### Given data
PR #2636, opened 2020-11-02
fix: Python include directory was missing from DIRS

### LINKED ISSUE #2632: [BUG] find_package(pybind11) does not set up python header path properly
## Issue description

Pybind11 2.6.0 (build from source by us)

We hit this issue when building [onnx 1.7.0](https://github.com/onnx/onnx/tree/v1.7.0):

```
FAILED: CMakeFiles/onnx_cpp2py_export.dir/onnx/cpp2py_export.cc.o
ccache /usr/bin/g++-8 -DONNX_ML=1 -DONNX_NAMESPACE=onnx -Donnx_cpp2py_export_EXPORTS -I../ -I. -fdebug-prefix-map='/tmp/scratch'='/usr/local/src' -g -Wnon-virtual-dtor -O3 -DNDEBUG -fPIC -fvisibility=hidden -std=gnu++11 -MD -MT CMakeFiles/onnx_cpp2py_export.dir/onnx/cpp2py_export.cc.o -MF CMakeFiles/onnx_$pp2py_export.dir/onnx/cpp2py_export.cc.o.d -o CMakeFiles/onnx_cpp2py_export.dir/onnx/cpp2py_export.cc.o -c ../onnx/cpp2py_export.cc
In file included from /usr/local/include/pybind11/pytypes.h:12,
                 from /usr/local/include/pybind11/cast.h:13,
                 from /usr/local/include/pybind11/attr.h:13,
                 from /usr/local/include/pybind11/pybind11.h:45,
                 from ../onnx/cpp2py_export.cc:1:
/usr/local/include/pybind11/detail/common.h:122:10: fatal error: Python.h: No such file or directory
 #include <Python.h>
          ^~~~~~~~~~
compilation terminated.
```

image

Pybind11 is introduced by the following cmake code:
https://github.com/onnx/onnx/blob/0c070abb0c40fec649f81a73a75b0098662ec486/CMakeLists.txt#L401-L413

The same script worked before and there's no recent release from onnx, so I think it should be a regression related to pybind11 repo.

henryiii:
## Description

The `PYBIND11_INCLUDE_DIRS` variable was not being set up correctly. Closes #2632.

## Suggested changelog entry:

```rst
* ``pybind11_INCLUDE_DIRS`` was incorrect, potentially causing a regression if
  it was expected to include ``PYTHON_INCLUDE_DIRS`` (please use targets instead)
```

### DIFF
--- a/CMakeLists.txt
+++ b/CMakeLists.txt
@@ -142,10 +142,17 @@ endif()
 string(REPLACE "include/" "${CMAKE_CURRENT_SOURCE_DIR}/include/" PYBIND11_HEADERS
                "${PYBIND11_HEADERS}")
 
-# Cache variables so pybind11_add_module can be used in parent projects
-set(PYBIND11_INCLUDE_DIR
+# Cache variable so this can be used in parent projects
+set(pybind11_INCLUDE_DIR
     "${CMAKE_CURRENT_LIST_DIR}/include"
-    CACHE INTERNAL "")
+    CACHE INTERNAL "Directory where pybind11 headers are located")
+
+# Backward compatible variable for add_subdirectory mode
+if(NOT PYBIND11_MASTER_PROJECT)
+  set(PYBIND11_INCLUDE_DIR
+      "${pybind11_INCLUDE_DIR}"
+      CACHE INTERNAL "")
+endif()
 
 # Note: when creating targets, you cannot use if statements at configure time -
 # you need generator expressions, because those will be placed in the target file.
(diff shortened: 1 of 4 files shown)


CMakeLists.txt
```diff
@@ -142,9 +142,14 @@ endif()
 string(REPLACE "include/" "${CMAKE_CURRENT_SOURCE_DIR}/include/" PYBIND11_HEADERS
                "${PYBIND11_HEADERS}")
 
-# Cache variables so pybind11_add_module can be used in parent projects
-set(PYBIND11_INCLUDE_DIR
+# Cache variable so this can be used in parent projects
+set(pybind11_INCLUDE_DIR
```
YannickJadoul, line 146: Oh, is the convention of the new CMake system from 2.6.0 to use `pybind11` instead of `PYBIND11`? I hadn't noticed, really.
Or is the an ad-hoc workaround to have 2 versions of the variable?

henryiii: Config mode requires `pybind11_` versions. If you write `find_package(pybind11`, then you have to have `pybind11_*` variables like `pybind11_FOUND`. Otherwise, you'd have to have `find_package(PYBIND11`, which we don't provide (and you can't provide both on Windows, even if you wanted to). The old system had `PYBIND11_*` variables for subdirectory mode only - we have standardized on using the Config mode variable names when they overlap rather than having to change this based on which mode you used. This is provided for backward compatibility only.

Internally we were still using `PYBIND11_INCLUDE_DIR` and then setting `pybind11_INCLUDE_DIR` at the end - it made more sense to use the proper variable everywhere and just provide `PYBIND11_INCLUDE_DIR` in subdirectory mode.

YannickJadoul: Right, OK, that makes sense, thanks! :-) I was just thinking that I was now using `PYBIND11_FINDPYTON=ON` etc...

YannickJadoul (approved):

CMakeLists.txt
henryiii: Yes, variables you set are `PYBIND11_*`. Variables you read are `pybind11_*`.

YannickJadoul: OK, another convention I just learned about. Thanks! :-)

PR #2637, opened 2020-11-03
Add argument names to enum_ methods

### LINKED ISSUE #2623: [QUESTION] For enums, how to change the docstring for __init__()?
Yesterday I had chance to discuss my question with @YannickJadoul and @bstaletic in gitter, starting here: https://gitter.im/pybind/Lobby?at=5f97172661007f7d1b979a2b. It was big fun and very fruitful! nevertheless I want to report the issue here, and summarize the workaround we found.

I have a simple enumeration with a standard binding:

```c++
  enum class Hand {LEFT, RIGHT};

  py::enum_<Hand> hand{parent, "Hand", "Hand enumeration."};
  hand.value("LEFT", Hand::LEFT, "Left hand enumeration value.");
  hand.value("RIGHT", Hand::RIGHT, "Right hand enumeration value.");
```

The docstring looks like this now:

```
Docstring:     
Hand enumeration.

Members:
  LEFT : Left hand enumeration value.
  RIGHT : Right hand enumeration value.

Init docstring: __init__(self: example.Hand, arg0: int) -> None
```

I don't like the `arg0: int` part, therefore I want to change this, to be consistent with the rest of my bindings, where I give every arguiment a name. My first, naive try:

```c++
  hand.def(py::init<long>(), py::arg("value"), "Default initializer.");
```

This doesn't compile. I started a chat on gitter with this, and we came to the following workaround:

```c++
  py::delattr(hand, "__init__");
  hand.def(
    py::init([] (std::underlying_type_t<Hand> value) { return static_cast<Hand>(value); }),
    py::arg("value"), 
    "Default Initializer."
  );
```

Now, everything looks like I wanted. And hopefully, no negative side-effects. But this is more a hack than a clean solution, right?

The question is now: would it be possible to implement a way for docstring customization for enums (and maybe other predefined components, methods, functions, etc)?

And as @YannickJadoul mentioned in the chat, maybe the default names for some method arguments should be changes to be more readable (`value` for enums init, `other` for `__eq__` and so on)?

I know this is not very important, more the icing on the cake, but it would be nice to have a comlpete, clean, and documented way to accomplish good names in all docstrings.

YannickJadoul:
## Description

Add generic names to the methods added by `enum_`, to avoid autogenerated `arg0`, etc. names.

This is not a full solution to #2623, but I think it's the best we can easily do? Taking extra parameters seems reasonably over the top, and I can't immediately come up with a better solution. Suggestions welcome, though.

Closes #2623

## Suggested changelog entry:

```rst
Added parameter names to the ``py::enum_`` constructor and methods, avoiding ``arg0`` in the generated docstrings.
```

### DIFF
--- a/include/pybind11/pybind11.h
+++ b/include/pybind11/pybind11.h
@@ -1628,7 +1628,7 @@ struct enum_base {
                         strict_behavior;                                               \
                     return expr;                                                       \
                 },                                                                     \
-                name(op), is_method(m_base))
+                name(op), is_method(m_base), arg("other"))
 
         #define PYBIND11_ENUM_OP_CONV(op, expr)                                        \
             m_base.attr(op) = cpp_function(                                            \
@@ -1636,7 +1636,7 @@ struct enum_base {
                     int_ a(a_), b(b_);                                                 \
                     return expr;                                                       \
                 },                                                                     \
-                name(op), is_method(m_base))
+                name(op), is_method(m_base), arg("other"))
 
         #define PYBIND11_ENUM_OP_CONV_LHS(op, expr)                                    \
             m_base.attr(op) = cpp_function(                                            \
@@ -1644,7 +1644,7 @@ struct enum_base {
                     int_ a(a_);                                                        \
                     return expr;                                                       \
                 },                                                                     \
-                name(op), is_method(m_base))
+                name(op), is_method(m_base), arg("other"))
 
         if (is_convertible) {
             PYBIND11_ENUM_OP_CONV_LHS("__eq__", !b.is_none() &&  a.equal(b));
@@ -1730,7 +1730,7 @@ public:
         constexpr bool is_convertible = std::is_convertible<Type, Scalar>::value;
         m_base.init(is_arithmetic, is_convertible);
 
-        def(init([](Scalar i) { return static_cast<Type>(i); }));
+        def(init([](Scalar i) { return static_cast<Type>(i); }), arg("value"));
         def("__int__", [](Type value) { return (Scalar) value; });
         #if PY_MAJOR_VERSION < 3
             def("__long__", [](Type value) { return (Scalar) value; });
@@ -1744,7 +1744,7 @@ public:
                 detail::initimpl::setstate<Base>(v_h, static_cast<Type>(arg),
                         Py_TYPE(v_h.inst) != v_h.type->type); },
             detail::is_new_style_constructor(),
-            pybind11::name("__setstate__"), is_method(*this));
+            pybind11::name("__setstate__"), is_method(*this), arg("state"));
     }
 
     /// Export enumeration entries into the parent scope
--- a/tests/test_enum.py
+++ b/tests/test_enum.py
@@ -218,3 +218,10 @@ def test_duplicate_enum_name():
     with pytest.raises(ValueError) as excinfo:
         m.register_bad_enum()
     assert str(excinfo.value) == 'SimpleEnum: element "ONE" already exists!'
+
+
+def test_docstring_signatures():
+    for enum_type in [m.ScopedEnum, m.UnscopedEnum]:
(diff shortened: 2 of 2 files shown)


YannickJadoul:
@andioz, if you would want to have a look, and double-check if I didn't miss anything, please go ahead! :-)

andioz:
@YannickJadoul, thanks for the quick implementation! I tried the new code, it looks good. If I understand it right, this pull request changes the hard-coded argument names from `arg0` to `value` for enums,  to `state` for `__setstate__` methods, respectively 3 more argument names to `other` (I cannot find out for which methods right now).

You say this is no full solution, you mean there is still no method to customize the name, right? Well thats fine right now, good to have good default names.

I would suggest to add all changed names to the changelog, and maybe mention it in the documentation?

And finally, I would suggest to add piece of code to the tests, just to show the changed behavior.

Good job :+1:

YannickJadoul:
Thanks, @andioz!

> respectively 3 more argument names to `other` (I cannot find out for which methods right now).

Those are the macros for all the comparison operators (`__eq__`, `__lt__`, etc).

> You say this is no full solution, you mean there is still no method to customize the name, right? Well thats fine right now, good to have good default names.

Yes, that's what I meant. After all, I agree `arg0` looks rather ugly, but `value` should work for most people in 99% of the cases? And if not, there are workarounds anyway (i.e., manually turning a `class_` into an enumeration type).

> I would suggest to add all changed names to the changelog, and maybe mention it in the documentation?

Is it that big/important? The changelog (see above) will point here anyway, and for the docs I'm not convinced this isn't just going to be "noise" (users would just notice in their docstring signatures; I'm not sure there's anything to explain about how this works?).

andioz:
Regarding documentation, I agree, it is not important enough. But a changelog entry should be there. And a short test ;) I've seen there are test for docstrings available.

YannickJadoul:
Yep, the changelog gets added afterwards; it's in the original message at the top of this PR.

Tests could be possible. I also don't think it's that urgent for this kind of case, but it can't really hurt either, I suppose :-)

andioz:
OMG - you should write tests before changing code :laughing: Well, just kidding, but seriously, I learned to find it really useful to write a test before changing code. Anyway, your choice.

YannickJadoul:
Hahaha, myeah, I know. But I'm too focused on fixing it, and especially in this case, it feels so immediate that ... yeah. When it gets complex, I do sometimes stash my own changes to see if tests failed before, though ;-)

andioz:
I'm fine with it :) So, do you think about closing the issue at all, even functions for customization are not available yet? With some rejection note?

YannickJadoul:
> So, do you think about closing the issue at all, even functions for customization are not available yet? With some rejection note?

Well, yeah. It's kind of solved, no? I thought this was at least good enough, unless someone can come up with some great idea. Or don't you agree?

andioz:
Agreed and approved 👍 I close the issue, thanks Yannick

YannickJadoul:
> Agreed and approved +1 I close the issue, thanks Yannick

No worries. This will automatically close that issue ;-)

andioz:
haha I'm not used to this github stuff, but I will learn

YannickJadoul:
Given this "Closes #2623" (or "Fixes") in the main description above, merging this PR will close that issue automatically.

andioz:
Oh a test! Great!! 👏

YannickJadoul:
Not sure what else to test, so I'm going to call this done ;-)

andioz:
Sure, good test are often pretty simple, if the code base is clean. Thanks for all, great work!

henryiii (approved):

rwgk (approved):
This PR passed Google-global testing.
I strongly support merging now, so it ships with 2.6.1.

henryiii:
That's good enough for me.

### About this task
Your answer should reproduce each line of the listing that holds the word "merging".

### Solved problem
Given this "Closes #2623" (or "Fixes") in the main description above, merging this PR will close that issue automatically.
I strongly support merging now, so it ships with 2.6.1.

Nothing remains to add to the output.